To perfect the classic throwing motion indispensable for an explosive serve, Capriati threw a football to Macci for fifteen minutes nearly every day for two and a half years. She also imitated a hula dancer to get her hips and shoulders to roll in sync during the serve.
Since Capriati was quite stiff and mechanical at the outset, Macci stressed wrist-snap to achieve maximum racket-head speed for greater power. So, standing with her feet locked up inside ball hoppers three feet from the fence, she tried, sometimes as many as five hundred times a day, to whack the ball downward and bounce it over the fence.
Even the mino detail of catching the ball Macci threw to her before each serve became purposeful. Capriati gently caught it on her outstretched racket.

“I wanted her to develop soft hands so eventually she could handle the racket like a magician when she’s out of position, like a McEnroe,” he explains.

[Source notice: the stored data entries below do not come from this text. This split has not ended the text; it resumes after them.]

Issue #1193, opened 2025-02-12
Alias units in contextUnits.pl


pstaabp:
Writing some new problems using the new context Units and have a possible bug with plurals (aliases).  Here's an MWE:

```
DOCUMENT();
loadMacros('PGstandard.pl', 'PGML.pl', 'contextUnits.pl');

Context('Units')->withUnitsFor('volume');

$vol = Compute("100 ml");

BEGIN_PGML
Convert [$vol] to cups. [_]{$vol->toUnits('cups')->with(sameUnits =>1)}
END_PGML

ENDDOCUMENT();
```
Entering the correct answer "0.42267 cups" gives the right answer, but "0.42267 cup" does not give credit for the units.  Is this intended?

dpvc:
I've made a PR that should address the issue for you.  Aliased units were not considered the same for `sameUnits => 1`, as you have pointed out, but they should be, and the PR should make that happen.

Thanks for the careful testing!

pstaabp:
fixed in #1207

PR #1194, opened 2025-02-12
Mark units that are aliases, and use alias string for uString comparisons so sameUnits will allow plurals, etc. (#1193)

dpvc:
This PR addresses the issue raised in #1193, where aliases for units are not accepted when `sameUnits => 1` is specified.

Because the `lib/Units.pm` file removes the `aliases` array from the `%Units::known_units` hash, we can't currently determine what is an alias and what isn't, so this PR adds new hashes to `Units.pm` that the units context can use to identify aliases.  One maps the original to the array of aliases for it, and one maps from aliases to the original that they are aliases for.  The former isn't used in the units context, so can be removed if you want.

The changes to the units context itself are to include a new `ustring` property for units that are aliases of another unit, and changes to the `uString()` method to cause it to use the `ustring` value, if present when constructing the unit string.  This is only used internally to compare the units for a correct and student answer, so this doesn't affect the string or TeX value that is produced, but does normalize the unit names for aliases so that any alias will match.

### DIFF
--- a/macros/contexts/contextUnits.pl
+++ b/macros/contexts/contextUnits.pl
@@ -685,7 +685,11 @@ our @ISA = ('Parser::Context');
 #  The units from the original Units package
 #
 our %UNITS = (%Units::known_units);
-$UNITS{$_} = $UNITS{L} for ('litre', 'litres', 'litre', 'litres');    # add these extras
+our %ALIAS = (%Units::unit_aliased_to);
+for ('litre', 'litres', 'liter', 'liters') {
+	$UNITS{$_} = $UNITS{L};
+	$ALIAS{$_} = 'L';
+}
 
 #
 #  The categories of units that can be selected.
@@ -782,6 +786,7 @@ sub addUnit {
 				isConstant => 1
 			}
 		);
+		$constants->set($name => { ustring => $ALIAS{$name} })      if $ALIAS{$name};
 		$constants->add(map { $_ => { alias => $name } } @$aliases) if $aliases;
 		$self->addUnitAliases($name) unless $options{noaliases};
 	} else {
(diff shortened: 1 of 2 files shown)


pstaabp (approved):
Looks good and fixes the error.

macros/contexts/contextUnits.pl
```diff
@@ -685,7 +685,11 @@ package context::Units::Context;
 #  The units from the original Units package
 #
 our %UNITS = (%Units::known_units);
-$UNITS{$_} = $UNITS{L} for ('litre', 'litres', 'litre', 'litres');    # add these extras
+our %ALIAS = (%Units::unit_aliased_to);
+for ('litre', 'litres', 'liter', 'liters') {
+	$UNITS{$_} = $UNITS{L};
+	$ALIAS{$_} = 'L';
+}
```
drgrice1, line 692: Why are these extras added here instead of to the `Units.pm` file?  I am curious as to why this is done differently for liters than for all other units that use the `aliases` key in `Units.pm`.

drgrice1 (commented):
This looks fine.

It seems that there is more work to do on adding aliases though, particularly for plural and full word forms.  I noticed that things like "gram" and "grams" are not accepted, and there are lots of other units like that.  Other forms have been added for some units, but not for many others.

drgrice1 (approved):

macros/contexts/contextUnits.pl
drgrice1: I see.

I didn't mean to say that you should handle the work on aliases in this pull request.  I just wanted to point that out, and that we need to work on it.

Interestingly, I noticed that I get somewhat different behavior from trying to use `grams` with the `parserNumberWithUnits.pl` versus with the new `contextUnits.pl` macro.  With the `parserNumberWithUnits.pl` macro the message is `'gra' is not defined in this context`, while with the `contextUnits.pl` macro the message is `'rams' is not defined in this context`.  The legacy macro sees `ms` as a unit and has a problem with `gra`, but the new macro sees `g` as a unit and has a problem with `rams`.

dpvc: Yes, the two worked very differently about how they determined the units.  The old units context tried to remove units from the end of the student answer and parse the rest as a formula, so it was essentially right-to-left handling of the units.  But the new contest integrates units into the parsing as actual MathObjects, so it is done left-to-right, as with all the parsing.  When there is a run of characters like "grams", MathObjects will take the maximal substring that matches one of its defined values (constants, functions, etc.), so in this case, since "gr", "gra", "gram", and "grams" are not defined in `Units.pm`, the `g` is the longest match.

The units context currently defines `squared` and `square` so that you can do `square meters` or `seconds squared`.  I suppose one could add `milli`, `centi`, `deci`, etc., so that you could use `millimeters`, `decilitres` and so on without having to add all the separate aliases.

PR #1197, opened 2025-02-17
more POD cleanup for Value/Matrices.pm

Alex-Jordan:
This continues #1188, with POD changes (and minor code changes like `foreach` to `for`) that are largely the same as in #1076. For that reason I credited the commit to @pstaabp (hope that's OK). The diff between this branch and the #1076 branch should be a bit smaller than between #1076 and develop, only showing the new additions in #1076 plus some consequences of small things cleaned up here or in #1188.

To review this, you should just confirm that it is moving or lightly editing POD. And that any code changes are trivial/minor.

The next phase for this would be enhancing or changing existing methods, if we want to do any of that. For example enhancements like letting the `row` method take multiple arguments. And changes like treating 1D Matrix objects as column vectors instead of row vectors (regarding their presentation and interactions with 2D Matrix objects).

### DIFF
--- a/lib/Value/Matrix.pm
+++ b/lib/Value/Matrix.pm
@@ -6,146 +6,182 @@
 
 =head1 Value::Matrix class
 
+This is the Math Object code for a Matrix.
 
-References:
+=head2 References:
 
-MathObject Matrix methods: L<http://webwork.maa.org/wiki/Matrix_(MathObject_Class)>
-MathObject Contexts: L<http://webwork.maa.org/wiki/Common_Contexts>
-CPAN RealMatrix docs: L<http://search.cpan.org/~leto/Math-MatrixReal-2.09/lib/Math/MatrixReal.pm>
+=over
 
-Allowing Matrices in Fractions:
-L<http://webwork.maa.org/moodle/mod/forum/discuss.php?d=2978>
+=item L<MathObject Matrix methods|http://webwork.maa.org/wiki/Matrix_(MathObject_Class)>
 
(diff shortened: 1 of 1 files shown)


pstaabp (approved):

somiaj (approved):
Skimmed over the changes, and overall looks good.

Should the links be updated to point to the new location for the wiki?

Alex-Jordan:
> Should the links be updated to point to the new location for the wiki?

I'm not caught up on this. Where is the new location? There are local relative links here that just will go to a different POD page. And there are links here to the forums at webwork.maa.org/moodle/mod/forum. Which kind of thing do you mean?

somiaj:
It is the `webwork.maa.org` being moved to `openwebwork.org`. @dlglin knows the details on when this move will be completed, but the location of the wiki I think is now here <https://wiki.openwebwork.org/wiki/WeBWorK_Main_Page>

drgrice1:
Don't change the links at this point.  The actual details of the move are not certain yet.

dlglin:
The new wiki location is not in production yet.  It will live at the address you quoted, but right now that has an old copy of the wiki.  Until we officially migrate please continue to make any wiki updates on the webwork.maa.org site.

The intention is to have webwork.maa.org point to the new server, so for the time being existing links shouldn't break.  We'll set up redirects to try to get people to use the new URLs once they're ready to go.

Alex-Jordan:
Two approvals now, merge this? Phase 3 will be to review the existing methods and look for ways to improve them (either more efficient or more flexible).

All the effort and dedication have already paid off. Capriati, now 5’6″ and a solid 125 pounds, has belted serves timed at ninety-seven miles per hour. Braden praised her serving technique as the best he’d ever seen in a girl her age when she was twelve.
What’s more, Macci vastly improved her volley, gave her a topspin forehand, and positioned her more offensively nearer the baseline so her superb ground strokes could better attack the ball on the rise.
Macci’s devotion and affectionfor her shined as brightly as his expertise. Besides an estimated two thousand hours of on-court coaching, Macci, thirty-five, baby-sat for her and her younger brother and took them out for dinner and the movies. He also wrote her scores of motivational letters before the Capriatis moved to Grenelefe from Lauderhill, when her parents droved her two hundred miles each way every weekend for lessons. Capriati appreciated all of it. In a touching note now framed in Macci’s office, she wrote:

“Dou you know something, I really like my service, it’s really gotten better. I can’t wait to come here again. It’s so fun. You’re one cool dude, awesome and great. See ya soon! Love, Jen.”

The love affair was mutual – and her departure last July traumatic. Macci would confide that it left him feeling “like I know what it’s like to have a daughter who’s died.” Eight months later, the gratifying result of their fruitful relationship was her incredible professional debut at the $350,000 Virginia Slims of Florida. There, still only thirteen, she knocked off players world-ranked at numbers 110, 34, 19, 16 and 10 (Helena Sukova) and forced number 3 Gabriela Sabatini to play “my best tennis” before yielding only 6-4 7-5 in the final.

Capriati has even bigger fish to fry, though – namely, the current queen of tennis.

“Every time we played a match, the whole focus would be to prepare her to play Graf”, recalls Macci. “I always hit the inside-out forehand and the heavy slice backhand crosscourt. I had her competing with the best sixteen-and-eighteen-year-old boys in the world all the time. I have no doubt I did all the right things to prepare her.”

Macci is convinced that Capriati’s style will match up quite effectively against the West German superstar.

“Why? Because Jennifer’s best shot is her backhand down the line, and Jennifer can keep the exchanges even or stay in control – whereas when Graf plays other people, she definitely is controlling the show.”

Could amazing Jennifer beat Steffi this year?

“No doubt, in my mind. She has a very legitimate chance,” predicts Macci. “Once thing I’ve always liked about Jennifer is that she has respect for opponents, but she has no fear of anyone.”